# Data to examine
PR #372, opened 2016-09-11
Fix mistake in AnvilChunkIoService

olliestanley:
Instead of comparing the variable 'id', the String constant "id" was compared instead.


mastercoms:
Oh yeah, I forget to check if @momothereal actually fixed that: https://github.com/GlowstoneMC/Glowstone/pull/334#discussion_r77514062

# Work instruction
Exactly the lines from the one containing "Instead of comparing" through the final line of the records above are needed, copied word for word.

# Reply
Instead of comparing the variable 'id', the String constant "id" was compared instead.


mastercoms:
Oh yeah, I forget to check if @momothereal actually fixed that: https://github.com/GlowstoneMC/Glowstone/pull/334#discussion_r77514062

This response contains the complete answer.